Spring turned to summer, the green of the meadow burnishing gold. The days were a blinding welter of heat. Nights filled the meadow with a dank warmth buzzing with the sound of insects. Outside the tent, the heavy heads of the grass - wild oats, Lee realized - now hung in heavy sheaves.

He didn’t bother to reap it.

With the barrier between Kara’s space and his broken, Lee lived surrounded by the fading memories of her. Each day brought her closer. He went through the pack of her clothes, folding and unfolding them to release the secret scent of her. There was a hairbrush in the pack, half-full of broken bristles. Lee picked out the strands of hair, braiding them into a small ring, and setting it in the fold of a book.

The summer nights became unbearable, the heat sullen and unshakeable. Overheated and sweating, Lee found her clothes again, pulling them against his chest, breathing her in. Throbbing with remembered desire, he stripped himself bare, locating a flimsy pair of Kara’s panties from the bottom of the pack, pulling them across his chest and groin, flashes of her appearing in his mind like lightning.

Playing pyramid with Lee behind Carolanne’s house; Lee laying atop her. Kara standing, white-faced at the cemetery, Zak’s casket a gulf neither could cross. Kara behind the bars of Galactica’s the brig; Lee’s heart pounding its way through his chest to see her again. Kara leaning over top of him, the raised points of her nipples brushing his bare chest. Lee staring up at the stars and the cosmos and her… always her! Her mouth open in an ‘o’ of desire, Lee’s face buried between her legs. Kara shouting her love for everyone to hear; Lee kissing her in return. Kara and Sam, walking toward him, hand in hand. Kara fighting him in the ring.

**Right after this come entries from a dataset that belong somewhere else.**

PR #6976, opened 2021-10-11
GEODE-9617: PartitionedRegionSingleHopDUnitTest fails with ConditionTimeoutException waiting for server to bucket map size

mhansonp:
Did some code cleanup up and made a change to Latch calls to check return values.

### DIFF
--- a/geode-core/src/distributedTest/java/org/apache/geode/cache30/PutAllMultiVmDUnitTest.java
+++ b/geode-core/src/distributedTest/java/org/apache/geode/cache30/PutAllMultiVmDUnitTest.java
@@ -22,8 +22,7 @@ package org.apache.geode.cache30;
 
 import static org.apache.geode.test.awaitility.GeodeAwaitility.await;
 import static org.assertj.core.api.Assertions.assertThat;
-import static org.junit.Assert.assertEquals;
-import static org.junit.Assert.fail;
+import static org.assertj.core.api.Assertions.fail;
 
 import java.util.HashMap;
 import java.util.HashSet;
@@ -35,57 +34,48 @@ import java.util.TreeMap;
 
 import org.junit.Test;
 
-import org.apache.geode.cache.AttributesFactory;
 import org.apache.geode.cache.Cache;
 import org.apache.geode.cache.CacheException;
 import org.apache.geode.cache.CacheFactory;
 import org.apache.geode.cache.CacheTransactionManager;
 import org.apache.geode.cache.DataPolicy;
 import org.apache.geode.cache.Region;
-import org.apache.geode.cache.RegionAttributes;
 import org.apache.geode.cache.RegionDestroyedException;
+import org.apache.geode.cache.RegionFactory;
 import org.apache.geode.cache.Scope;
 import org.apache.geode.distributed.DistributedSystem;
 import org.apache.geode.test.dunit.AsyncInvocation;
-import org.apache.geode.test.dunit.Host;
 import org.apache.geode.test.dunit.Invoke;
-import org.apache.geode.test.dunit.SerializableRunnable;
 import org.apache.geode.test.dunit.VM;
 import org.apache.geode.test.dunit.internal.JUnit4DistributedTestCase;
 
 
-public class PutAllMultiVmDUnitTest extends JUnit4DistributedTestCase { // TODO: reformat
+public class PutAllMultiVmDUnitTest extends JUnit4DistributedTestCase {
 
   static Cache cache;
   static Properties props = new Properties();
-  static Properties propsWork = new Properties();
   static DistributedSystem ds = null;
-  static Region region;
-  static Region mirroredRegion;
+  static Region<Object, Object> region;
+  static Region<Object, Object> mirroredRegion;
   static CacheTransactionManager cacheTxnMgr;
 
   @Override
   public final void postSetUp() throws Exception {
-    Host host = Host.getHost(0);
-    VM vm0 = host.getVM(0);
-    VM vm1 = host.getVM(1);
+    VM vm0 = VM.getVM(0);
+    VM vm1 = VM.getVM(1);
     vm0.invoke(() -> PutAllMultiVmDUnitTest.createCache(DataPolicy.REPLICATE));
     vm1.invoke(() -> PutAllMultiVmDUnitTest.createCache(DataPolicy.REPLICATE));
   }
 
   @Override
   public final void preTearDown() throws Exception {
-    Host host = Host.getHost(0);
-    VM vm0 = host.getVM(0);
-    VM vm1 = host.getVM(1);
+    VM vm0 = VM.getVM(0);
+    VM vm1 = VM.getVM(1);
     vm0.invoke(PutAllMultiVmDUnitTest::closeCache);
     vm1.invoke(PutAllMultiVmDUnitTest::closeCache);
     cache = null;
-    Invoke.invokeInEveryVM(new SerializableRunnable() {
-      @Override
-      public void run() {
-        cache = null;
-      }
+    Invoke.invokeInEveryVM(() -> {
+      cache = null;
     });
   }
 
@@ -93,12 +83,13 @@ public class PutAllMultiVmDUnitTest extends JUnit4DistributedTestCase { // TODO:
     try {
       props.setProperty("log-level", "info");
       ds = (new PutAllMultiVmDUnitTest()).getSystem(props);
-      cache = CacheFactory.create(ds);
-      AttributesFactory factory = new AttributesFactory();
-      factory.setScope(Scope.DISTRIBUTED_ACK);
-      factory.setDataPolicy(dataPolicy);
-      RegionAttributes attr = factory.create();
-      region = cache.createRegion("map", attr);
+      CacheFactory cacheFactory = new CacheFactory(ds.getProperties());
+      cache = cacheFactory.create();
+
+      RegionFactory<Object, Object> regionFactory = cache.createRegionFactory();
+      regionFactory.setScope(Scope.DISTRIBUTED_ACK);
+      regionFactory.setDataPolicy(dataPolicy);
+      region = regionFactory.create("map");
     } catch (Exception ex) {
       ex.printStackTrace();
     }
@@ -106,11 +97,10 @@ public class PutAllMultiVmDUnitTest extends JUnit4DistributedTestCase { // TODO:
 
   public static void createMirroredRegion() {
     try {
-      AttributesFactory factory = new AttributesFactory();
-      factory.setDataPolicy(DataPolicy.REPLICATE);
-      factory.setScope(Scope.DISTRIBUTED_ACK);
-      RegionAttributes attr = factory.create();
-      mirroredRegion = cache.createRegion("mirrored", attr);
+      RegionFactory<Object, Object> regionFactory = cache.createRegionFactory();
+      regionFactory.setScope(Scope.DISTRIBUTED_ACK);
+      regionFactory.setDataPolicy(DataPolicy.REPLICATE);
+      region = regionFactory.create("mirrored");
     } catch (Exception ex) {
       ex.printStackTrace();
     }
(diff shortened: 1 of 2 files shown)


mhansonp:
Seems like the latch changes made the sticking point a little more obvious...

onichols-pivotal:

onichols-pivotal (changes requested):
First commit (and also PR title) must begin with `GEODE-nnnnn: `.  Please amend your initial commit and force-push.

onichols-pivotal (approved):

geode-core/src/distributedTest/java/org/apache/geode/internal/cache/PartitionedRegionSingleHopDUnitTest.java
```diff
@@ -956,16 +935,16 @@ public void testClientMetadataForPersistentPrs() throws Exception {
       });
     }
 
-    LATCH.get().await(getTimeout().toMillis(), MILLISECONDS);
-
+    assertThat(LATCH.get().await(getTimeout().toMillis(), MILLISECONDS))
```
mhansonp, line 938: Another latch change

geode-core/src/distributedTest/java/org/apache/geode/internal/cache/PartitionedRegionSingleHopDUnitTest.java
```diff
@@ -952,16 +915,16 @@ public void testClientMetadataForPersistentPrs() throws Exception {
       });
     }
 
-    LATCH.get().await(getTimeout().toMillis(), MILLISECONDS);
+    assertThat(LATCH.get().await(getTimeout().toMillis(), MILLISECONDS)).isTrue();
```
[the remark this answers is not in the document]
mhansonp: These changes to nothing to affect that. That will be a separate PR.

geode-core/src/distributedTest/java/org/apache/geode/internal/cache/PartitionedRegionSingleHopDUnitTest.java
```diff
@@ -85,21 +86,22 @@
...
 import org.apache.geode.test.dunit.rules.DistributedRestoreSystemProperties;
 import org.apache.geode.test.dunit.rules.DistributedRule;
 import org.apache.geode.test.junit.categories.ClientServerTest;
 import org.apache.geode.test.junit.rules.serializable.SerializableTemporaryFolder;
 
 @Category(ClientServerTest.class)
-@SuppressWarnings("serial")
 public class PartitionedRegionSingleHopDUnitTest implements Serializable {
-
+  protected static Logger logger = LogService.getLogger();
```
DonalEvans, line 104: This logger is not used in the test so should be removed.

geode-core/src/distributedTest/java/org/apache/geode/internal/cache/PartitionedRegionSingleHopDUnitTest.java
```diff
@@ -919,21 +897,22 @@ public void testClientMetadataForPersistentPrs() throws Exception {
...
     int locatorPort = DUnitEnv.get().getLocatorPort();
 
-    vm0.invoke(() -> createServer("disk", -1, 3, 4));
-    vm1.invoke(() -> createServer("disk", -1, 3, 4));
-    vm2.invoke(() -> createServer("disk", -1, 3, 4));
-    vm3.invoke(() -> createServer("disk", -1, 3, 4));
+    vm0.invoke((SerializableCallableIF<Integer>) this::createServer);
+    vm1.invoke((SerializableCallableIF<Integer>) this::createServer);
+    vm2.invoke((SerializableCallableIF<Integer>) this::createServer);
+    vm3.invoke((SerializableCallableIF<Integer>) this::createServer);
```
DonalEvans, line 903: These casts can be avoided if you use lambdas here:
```
    vm0.invoke(() -> createServer());
    vm1.invoke(() -> createServer());
    vm2.invoke(() -> createServer());
    vm3.invoke(() -> createServer());
```

geode-core/src/distributedTest/java/org/apache/geode/internal/cache/PartitionedRegionSingleHopDUnitTest.java
```diff
@@ -956,16 +935,16 @@ public void testClientMetadataForPersistentPrs() throws Exception {
...
+        vm3.invokeAsync((SerializableCallableIF<Integer>) this::createServer);
     AsyncInvocation<Integer> createServerOnVM2 =
-        vm2.invokeAsync(() -> createServer("disk", -1, 3, 4));
+        vm2.invokeAsync((SerializableCallableIF<Integer>) this::createServer);
     AsyncInvocation<Integer> createServerOnVM1 =
-        vm1.invokeAsync(() -> createServer("disk", -1, 3, 4));
+        vm1.invokeAsync((SerializableCallableIF<Integer>) this::createServer);
     AsyncInvocation<Integer> createServerOnVM0 =
-        vm0.invokeAsync(() -> createServer("disk", -1, 3, 4));
+        vm0.invokeAsync((SerializableCallableIF<Integer>) this::createServer);
```
DonalEvans, line 947: More casts that can be avoided by using lambdas rather than method references.

geode-core/src/distributedTest/java/org/apache/geode/internal/cache/PartitionedRegionSingleHopDUnitTest.java
```diff
@@ -1405,7 +1385,8 @@ private void waitForLocalBucketsCreation() {
     await().untilAsserted(() -> assertThat(pr.getDataStore().getAllLocalBuckets()).hasSize(4));
```
DonalEvans, line 1385: While you're cleaning up the test code, warnings on lines 1328, 1333, 1338 and 1342 can be fixed by using `PutFunction<>()`.

geode-core/src/distributedTest/java/org/apache/geode/internal/cache/PartitionedRegionSingleHopDUnitTest.java
```diff
@@ -1501,11 +1482,11 @@ public String getId() {
...
+    public void execute(FunctionContext<T> context) {
       RegionFunctionContext rc = (RegionFunctionContext) context;
       Region<Object, Object> r = rc.getDataSet();
-      Set filter = rc.getFilter();
-      if (rc.getFilter() == null) {
+      Set<Object> filter = (Set<Object>) rc.getFilter();
+      if (filter == null) {
         for (int i = 0; i < 200; i++) {
           r.put(i, i);
         }
```
DonalEvans, line 1492: The `equals()` method for the Order class below is broken. Line 1604 should be:
```
      if (!(obj instanceof Order)) {
```

geode-core/src/distributedTest/java/org/apache/geode/cache30/PutAllMultiVmDUnitTest.java
```diff
@@ -347,22 +319,12 @@ public void testPutAllFromPreload() throws InterruptedException {
...
-          region.clear();
-        } catch (Exception ex) {
-          ex.printStackTrace();
-        }
-      }
-    };// end of clear
+    // end of clear
 
-    vm0.invoke(new CacheSerializableRunnable("testSimplePutAll1") {
+    vm0.invoke("testSimplePutAll1", new CacheSerializableRunnable() {
```
DonalEvans, line 327: This (and other uses of `CacheSerializableRunnable` below) can be simplified by using a lambda instead:
```
    vm0.invoke("testSimplePutAll1", () -> {
      int cntr = 0, cntr1 = 0;
      for (int i = 1; i < 6; i++) {
        region.put(i, "testSimplePutAll" + i);
        cntr++;
      }
...
    });
```

geode-core/src/distributedTest/java/org/apache/geode/cache30/PutAllMultiVmDUnitTest.java
```diff
@@ -486,24 +443,24 @@ public void run2() throws CacheException {
           // do nothing
```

Kara exploding in a shower of sparks. Kara dead and gone. Kara in her viper back again. Kara in the field. Kara gone once more.

“Kara… Kara… Kara…”

With a sob, Lee’s hand wrapped round the base of his cock, pumping hard to burn the images away under a haze of lust. He could feel her panting next to him, could hear the mewling sound she sometimes made in the back of her throat. (Maybe, his mind whispered, he really had gone crazy).

“Kara… Kara… Kara…”

He could smell her in the tent, and not just the warm scent of woman that lingered on the panties he pressed to his face, or the sweat of her clothes on her cot, but something tangible and real. He could smell her flesh. The scent that he knew, and loved: Kara’s body wet and ready for him.

“Kara… Kara… Kara…”

Lee’s hips bucked in place, his fingers, impossibly tight, replaced by a remembered moments with her, reliving all the times they’d come together - in the bunkroom, in the showers, in the back of the raptor - each flash more real than the next. He gasped, clenching his lids, leaving them spotted with stars. Somewhere in the darkness he could hear Kara gasping.

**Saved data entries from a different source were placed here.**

PR #6986, opened 2021-10-12
GEODE-9725: Remove membership port range feature from AvailablePort

demery-pivotal:
`AvailablePort` and `AvailablePortHelper` have methods to retrieve an
"available" port from the membership port range. This feature is both
unnecessary and inherently unreliable.

INHERENTLY UNRELIABLE

The default membership port range overlaps each OS's ephemeral port
range. An ephemeral port deemed to be "available" by one of these
methods can be put into use by another process even before the method
returns. It is not safe to rely on such a port to remain available after
it is checked.

UNNECESSARY

Currently the only callers that request ports from the membership port
range are two tests in `DistributedSystemDUnitTest`. In each case, the
test uses the returned ports to *set* the membership port range for a
member. There is no need for the ports to come from any particular
range.

There are no other uses of this feature, either in the product or in
tests.

SOLUTION

Remove the "membership port range" feature from `AvailablePort` and
`AvailablePortHelper`.

Change `DistributedSystemDUnitTest` to get available ports from the
"available port range." This range is safe to use (assuming all other
concurrently-running tests are well-behaved).

### DIFF
--- a/geode-core/src/distributedTest/java/org/apache/geode/distributed/DistributedSystemDUnitTest.java
+++ b/geode-core/src/distributedTest/java/org/apache/geode/distributed/DistributedSystemDUnitTest.java
@@ -101,7 +101,7 @@ public class DistributedSystemDUnitTest extends JUnit4DistributedTestCase {
     this.locatorPort = getRandomAvailableTCPPort();
     this.tcpPort = getRandomAvailableTCPPort();
 
-    int[] portRange = getRandomAvailableTCPPortRange(3, true);
+    int[] portRange = getRandomAvailableTCPPortRange(3);
     this.lowerBoundOfPortRange = portRange[0];
     this.upperBoundOfPortRange = portRange[portRange.length - 1];
   }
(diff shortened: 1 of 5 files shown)


demery-pivotal:
> I understand your "INHERENTLY UNRELIABLE" analysis. What I don't understand is: why does that argument apply only to ports in the membership port range? Seems to me that any method that purports to return an "available port range" is misguided. What am I missing here?

The key is that the membership port range overlaps with each operating system's ephemeral port range. The operating system is free to give those ports to anyone who asks for an ephemeral port. Many tests launch members in a way that uses ephemeral ports, making the risk significantly higher in CI than in normal use.

A port in any other range (such as the "available port" range) is likely to be put into use only if a caller specifically asks for that port. We have a fairly strong convention to use those ports only after checking their availability. And the way tests check availability significantly minimizes the risk of conflict. The risk is minimized by the build system allocating a distinct range of ports to each concurrently-executing test JVM, and by `AvailablePortHelper` allocating those ports round-robin instead of randomly.

PR #7007, opened 2021-10-17
GEODE-9742:fix resource leak due to Files.list and Files.walk

lujiefsi:
see https://issues.apache.org/jira/browse/GEODE-9742


kirklund:
You'll need to remove unused imports to get the build jobs to pass the spotless check.

You can use `spotlessApply` to automatically reformat code based on our spotless config:
`./gradlew spotlessApply`

You can use `spotlessCheck` to run the same format validation that failed in the build jobs for you PR:
`./gradlew spotlessCheck`

Note that `spotlessApply` is unable to remove unused imports, so you'll have to do that step manually.

PR #7009, opened 2021-10-18
GEODE-9744:fix bug like GEODE-9744

lujiefsi:
see https://issues.apache.org/jira/browse/GEODE-9744


jdeppe-pivotal:
Closing this as it appears to be stale.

“Lee… please, oh gods, please!”

He groaned in release, spilling over his knuckles and onto his stomach.

“Kara!”

Outside the wind and the night time sounds of cicadas rose to replace his cries. Exhausted, he lay panting in the darkness, a slow trickle of sweat drawing a line from his forehead down the side of his face. His ears were rushing with the sound of blood, the scent of her heavy around him. With a weary groan, he let go of the crumpled panties, his hand falling limply to the covers and bumping into the warm flesh of someone lying at his side.